Goal of the exercise: The whole of the data, every line, should come back exactly the same.

Entries shown:

Content starts

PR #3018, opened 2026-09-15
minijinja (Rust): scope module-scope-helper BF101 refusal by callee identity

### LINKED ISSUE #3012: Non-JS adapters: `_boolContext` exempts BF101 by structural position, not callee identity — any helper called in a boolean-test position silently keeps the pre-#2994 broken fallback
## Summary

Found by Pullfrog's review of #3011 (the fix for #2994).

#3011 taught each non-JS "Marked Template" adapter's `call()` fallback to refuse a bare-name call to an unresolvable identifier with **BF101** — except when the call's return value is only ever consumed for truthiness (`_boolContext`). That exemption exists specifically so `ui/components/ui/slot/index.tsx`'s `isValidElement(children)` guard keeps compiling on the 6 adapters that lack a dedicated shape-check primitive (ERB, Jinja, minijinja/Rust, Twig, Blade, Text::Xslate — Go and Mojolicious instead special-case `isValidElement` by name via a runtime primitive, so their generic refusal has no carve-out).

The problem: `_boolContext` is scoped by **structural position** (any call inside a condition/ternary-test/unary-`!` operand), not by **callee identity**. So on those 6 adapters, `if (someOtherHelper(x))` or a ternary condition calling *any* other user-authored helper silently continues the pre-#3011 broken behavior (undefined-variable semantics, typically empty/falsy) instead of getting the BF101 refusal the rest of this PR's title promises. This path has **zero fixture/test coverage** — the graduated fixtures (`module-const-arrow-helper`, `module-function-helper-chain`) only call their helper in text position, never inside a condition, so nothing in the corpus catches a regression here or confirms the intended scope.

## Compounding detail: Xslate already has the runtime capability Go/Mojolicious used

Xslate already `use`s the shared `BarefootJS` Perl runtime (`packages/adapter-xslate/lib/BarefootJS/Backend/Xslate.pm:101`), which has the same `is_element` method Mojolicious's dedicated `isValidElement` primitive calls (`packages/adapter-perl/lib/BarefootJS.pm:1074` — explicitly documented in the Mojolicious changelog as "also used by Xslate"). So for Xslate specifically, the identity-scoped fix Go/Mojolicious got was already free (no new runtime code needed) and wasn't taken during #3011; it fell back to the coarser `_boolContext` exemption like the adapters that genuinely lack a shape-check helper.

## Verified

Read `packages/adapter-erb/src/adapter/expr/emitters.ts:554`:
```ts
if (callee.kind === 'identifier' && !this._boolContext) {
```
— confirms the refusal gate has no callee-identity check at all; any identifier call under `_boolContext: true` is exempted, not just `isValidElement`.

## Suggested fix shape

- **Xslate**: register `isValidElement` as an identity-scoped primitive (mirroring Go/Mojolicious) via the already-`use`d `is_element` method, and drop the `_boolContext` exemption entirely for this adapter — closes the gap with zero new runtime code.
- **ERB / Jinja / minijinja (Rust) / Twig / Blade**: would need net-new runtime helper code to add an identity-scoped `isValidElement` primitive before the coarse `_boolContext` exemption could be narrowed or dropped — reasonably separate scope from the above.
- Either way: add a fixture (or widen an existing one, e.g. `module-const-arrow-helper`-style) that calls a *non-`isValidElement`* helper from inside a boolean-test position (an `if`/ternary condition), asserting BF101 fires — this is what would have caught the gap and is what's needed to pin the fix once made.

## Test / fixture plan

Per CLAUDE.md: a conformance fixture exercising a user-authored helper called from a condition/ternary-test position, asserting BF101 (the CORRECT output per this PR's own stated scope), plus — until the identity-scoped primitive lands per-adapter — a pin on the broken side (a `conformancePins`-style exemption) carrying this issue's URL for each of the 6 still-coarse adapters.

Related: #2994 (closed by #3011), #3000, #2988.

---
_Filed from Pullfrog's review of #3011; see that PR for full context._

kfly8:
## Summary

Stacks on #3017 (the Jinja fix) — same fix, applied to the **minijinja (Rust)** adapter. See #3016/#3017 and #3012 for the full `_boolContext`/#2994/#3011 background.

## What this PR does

Content ends

Answer box:
PR #3018, opened 2026-09-15
minijinja (Rust): scope module-scope-helper BF101 refusal by callee identity

### LINKED ISSUE #3012: Non-JS adapters: `_boolContext` exempts BF101 by structural position, not callee identity — any helper called in a boolean-test position silently keeps the pre-#2994 broken fallback
## Summary

Found by Pullfrog's review of #3011 (the fix for #2994).

#3011 taught each non-JS "Marked Template" adapter's `call()` fallback to refuse a bare-name call to an unresolvable identifier with **BF101** — except when the call's return value is only ever consumed for truthiness (`_boolContext`). That exemption exists specifically so `ui/components/ui/slot/index.tsx`'s `isValidElement(children)` guard keeps compiling on the 6 adapters that lack a dedicated shape-check primitive (ERB, Jinja, minijinja/Rust, Twig, Blade, Text::Xslate — Go and Mojolicious instead special-case `isValidElement` by name via a runtime primitive, so their generic refusal has no carve-out).

The problem: `_boolContext` is scoped by **structural position** (any call inside a condition/ternary-test/unary-`!` operand), not by **callee identity**. So on those 6 adapters, `if (someOtherHelper(x))` or a ternary condition calling *any* other user-authored helper silently continues the pre-#3011 broken behavior (undefined-variable semantics, typically empty/falsy) instead of getting the BF101 refusal the rest of this PR's title promises. This path has **zero fixture/test coverage** — the graduated fixtures (`module-const-arrow-helper`, `module-function-helper-chain`) only call their helper in text position, never inside a condition, so nothing in the corpus catches a regression here or confirms the intended scope.

## Compounding detail: Xslate already has the runtime capability Go/Mojolicious used

Xslate already `use`s the shared `BarefootJS` Perl runtime (`packages/adapter-xslate/lib/BarefootJS/Backend/Xslate.pm:101`), which has the same `is_element` method Mojolicious's dedicated `isValidElement` primitive calls (`packages/adapter-perl/lib/BarefootJS.pm:1074` — explicitly documented in the Mojolicious changelog as "also used by Xslate"). So for Xslate specifically, the identity-scoped fix Go/Mojolicious got was already free (no new runtime code needed) and wasn't taken during #3011; it fell back to the coarser `_boolContext` exemption like the adapters that genuinely lack a shape-check helper.

## Verified

Read `packages/adapter-erb/src/adapter/expr/emitters.ts:554`:
```ts
if (callee.kind === 'identifier' && !this._boolContext) {
```
— confirms the refusal gate has no callee-identity check at all; any identifier call under `_boolContext: true` is exempted, not just `isValidElement`.

## Suggested fix shape

- **Xslate**: register `isValidElement` as an identity-scoped primitive (mirroring Go/Mojolicious) via the already-`use`d `is_element` method, and drop the `_boolContext` exemption entirely for this adapter — closes the gap with zero new runtime code.
- **ERB / Jinja / minijinja (Rust) / Twig / Blade**: would need net-new runtime helper code to add an identity-scoped `isValidElement` primitive before the coarse `_boolContext` exemption could be narrowed or dropped — reasonably separate scope from the above.
- Either way: add a fixture (or widen an existing one, e.g. `module-const-arrow-helper`-style) that calls a *non-`isValidElement`* helper from inside a boolean-test position (an `if`/ternary condition), asserting BF101 fires — this is what would have caught the gap and is what's needed to pin the fix once made.

## Test / fixture plan

Per CLAUDE.md: a conformance fixture exercising a user-authored helper called from a condition/ternary-test position, asserting BF101 (the CORRECT output per this PR's own stated scope), plus — until the identity-scoped primitive lands per-adapter — a pin on the broken side (a `conformancePins`-style exemption) carrying this issue's URL for each of the 6 still-coarse adapters.

Related: #2994 (closed by #3011), #3000, #2988.

---
_Filed from Pullfrog's review of #3011; see that PR for full context._

kfly8:
## Summary

Stacks on #3017 (the Jinja fix) — same fix, applied to the **minijinja (Rust)** adapter. See #3016/#3017 and #3012 for the full `_boolContext`/#2994/#3011 background.

## What this PR does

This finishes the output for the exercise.